**What you should do**
Where the string "runInitial" occurs in a line of the data below, that line should be copied.

**Records for the exercise**
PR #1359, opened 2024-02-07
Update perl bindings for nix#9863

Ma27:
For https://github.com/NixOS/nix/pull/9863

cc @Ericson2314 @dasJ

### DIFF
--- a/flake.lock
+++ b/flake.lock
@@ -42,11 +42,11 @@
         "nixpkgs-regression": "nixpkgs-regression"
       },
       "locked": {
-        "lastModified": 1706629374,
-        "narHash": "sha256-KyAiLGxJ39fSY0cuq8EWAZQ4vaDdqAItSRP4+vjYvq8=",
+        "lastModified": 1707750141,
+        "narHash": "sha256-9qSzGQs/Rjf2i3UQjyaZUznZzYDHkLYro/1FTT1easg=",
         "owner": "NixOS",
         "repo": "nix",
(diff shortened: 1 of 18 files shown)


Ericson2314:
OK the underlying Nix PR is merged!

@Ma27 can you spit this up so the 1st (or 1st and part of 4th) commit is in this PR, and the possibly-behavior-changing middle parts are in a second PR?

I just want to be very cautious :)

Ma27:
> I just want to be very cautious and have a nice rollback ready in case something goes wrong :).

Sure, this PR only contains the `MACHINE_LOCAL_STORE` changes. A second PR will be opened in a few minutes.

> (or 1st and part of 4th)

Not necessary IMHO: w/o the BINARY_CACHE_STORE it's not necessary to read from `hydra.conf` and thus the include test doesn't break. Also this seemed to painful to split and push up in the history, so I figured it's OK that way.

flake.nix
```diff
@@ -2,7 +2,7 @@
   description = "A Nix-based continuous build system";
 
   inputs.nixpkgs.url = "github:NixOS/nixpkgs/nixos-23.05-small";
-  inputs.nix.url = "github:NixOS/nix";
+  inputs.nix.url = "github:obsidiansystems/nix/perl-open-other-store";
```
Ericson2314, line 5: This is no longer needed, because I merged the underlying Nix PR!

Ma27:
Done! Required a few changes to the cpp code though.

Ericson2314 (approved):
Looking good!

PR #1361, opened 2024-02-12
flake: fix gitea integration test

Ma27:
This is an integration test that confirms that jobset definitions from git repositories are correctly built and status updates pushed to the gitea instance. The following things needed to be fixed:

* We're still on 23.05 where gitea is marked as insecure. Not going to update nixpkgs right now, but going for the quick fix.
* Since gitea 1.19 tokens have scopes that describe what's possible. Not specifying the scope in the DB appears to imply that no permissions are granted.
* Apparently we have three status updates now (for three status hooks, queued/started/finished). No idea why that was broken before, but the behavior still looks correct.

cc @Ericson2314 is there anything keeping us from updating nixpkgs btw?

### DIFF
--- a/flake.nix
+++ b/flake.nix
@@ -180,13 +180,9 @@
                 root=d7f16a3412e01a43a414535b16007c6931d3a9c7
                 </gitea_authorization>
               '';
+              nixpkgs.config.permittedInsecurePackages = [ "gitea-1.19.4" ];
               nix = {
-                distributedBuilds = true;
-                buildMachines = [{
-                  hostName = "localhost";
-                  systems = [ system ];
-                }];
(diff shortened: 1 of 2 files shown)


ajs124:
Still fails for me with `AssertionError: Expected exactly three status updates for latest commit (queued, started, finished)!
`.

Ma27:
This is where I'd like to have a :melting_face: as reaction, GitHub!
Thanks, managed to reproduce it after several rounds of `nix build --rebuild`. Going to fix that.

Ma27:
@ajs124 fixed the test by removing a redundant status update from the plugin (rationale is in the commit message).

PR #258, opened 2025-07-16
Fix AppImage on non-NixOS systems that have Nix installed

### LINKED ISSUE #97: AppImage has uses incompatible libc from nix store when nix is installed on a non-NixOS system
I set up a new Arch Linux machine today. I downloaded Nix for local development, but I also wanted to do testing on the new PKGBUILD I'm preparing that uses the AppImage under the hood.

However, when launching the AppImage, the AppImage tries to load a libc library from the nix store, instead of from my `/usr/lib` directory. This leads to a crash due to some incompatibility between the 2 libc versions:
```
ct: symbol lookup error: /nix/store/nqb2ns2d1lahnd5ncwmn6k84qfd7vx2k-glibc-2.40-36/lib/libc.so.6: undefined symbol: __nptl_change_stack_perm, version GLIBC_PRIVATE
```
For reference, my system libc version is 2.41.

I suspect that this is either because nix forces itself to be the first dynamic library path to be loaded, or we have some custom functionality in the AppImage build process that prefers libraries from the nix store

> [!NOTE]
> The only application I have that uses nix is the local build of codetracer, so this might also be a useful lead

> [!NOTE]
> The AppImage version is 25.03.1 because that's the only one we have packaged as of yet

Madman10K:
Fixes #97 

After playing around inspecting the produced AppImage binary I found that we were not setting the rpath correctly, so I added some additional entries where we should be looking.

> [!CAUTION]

==

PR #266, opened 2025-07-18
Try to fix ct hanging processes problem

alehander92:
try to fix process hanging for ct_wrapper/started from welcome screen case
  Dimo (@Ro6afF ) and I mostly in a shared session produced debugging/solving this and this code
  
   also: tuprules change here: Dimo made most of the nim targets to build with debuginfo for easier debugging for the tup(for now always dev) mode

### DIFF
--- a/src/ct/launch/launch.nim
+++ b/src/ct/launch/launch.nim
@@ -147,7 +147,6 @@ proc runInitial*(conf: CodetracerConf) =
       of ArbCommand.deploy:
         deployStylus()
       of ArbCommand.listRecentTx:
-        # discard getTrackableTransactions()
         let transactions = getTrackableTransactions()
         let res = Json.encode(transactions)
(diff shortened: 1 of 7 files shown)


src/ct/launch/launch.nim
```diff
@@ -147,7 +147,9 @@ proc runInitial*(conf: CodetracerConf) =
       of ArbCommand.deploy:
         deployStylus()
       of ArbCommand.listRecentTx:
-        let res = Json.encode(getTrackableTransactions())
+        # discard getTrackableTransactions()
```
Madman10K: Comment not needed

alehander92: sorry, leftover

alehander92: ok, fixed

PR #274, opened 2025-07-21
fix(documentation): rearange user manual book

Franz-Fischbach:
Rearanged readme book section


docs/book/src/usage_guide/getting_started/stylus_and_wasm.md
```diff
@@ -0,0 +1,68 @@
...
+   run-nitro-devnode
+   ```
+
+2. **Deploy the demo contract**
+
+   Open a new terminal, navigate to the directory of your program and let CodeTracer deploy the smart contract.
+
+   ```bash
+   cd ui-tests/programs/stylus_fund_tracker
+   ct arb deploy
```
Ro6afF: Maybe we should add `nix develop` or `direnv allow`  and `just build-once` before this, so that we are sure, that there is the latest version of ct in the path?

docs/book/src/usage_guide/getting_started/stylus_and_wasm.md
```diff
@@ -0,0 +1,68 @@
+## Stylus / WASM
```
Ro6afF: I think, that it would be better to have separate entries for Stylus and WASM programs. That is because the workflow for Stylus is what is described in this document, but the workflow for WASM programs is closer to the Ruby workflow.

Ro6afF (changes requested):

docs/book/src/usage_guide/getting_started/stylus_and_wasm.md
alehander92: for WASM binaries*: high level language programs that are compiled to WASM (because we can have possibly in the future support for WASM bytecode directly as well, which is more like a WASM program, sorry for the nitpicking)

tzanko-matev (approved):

**Answer for the task**
@@ -147,7 +147,6 @@ proc runInitial*(conf: CodetracerConf) =
@@ -147,7 +147,9 @@ proc runInitial*(conf: CodetracerConf) =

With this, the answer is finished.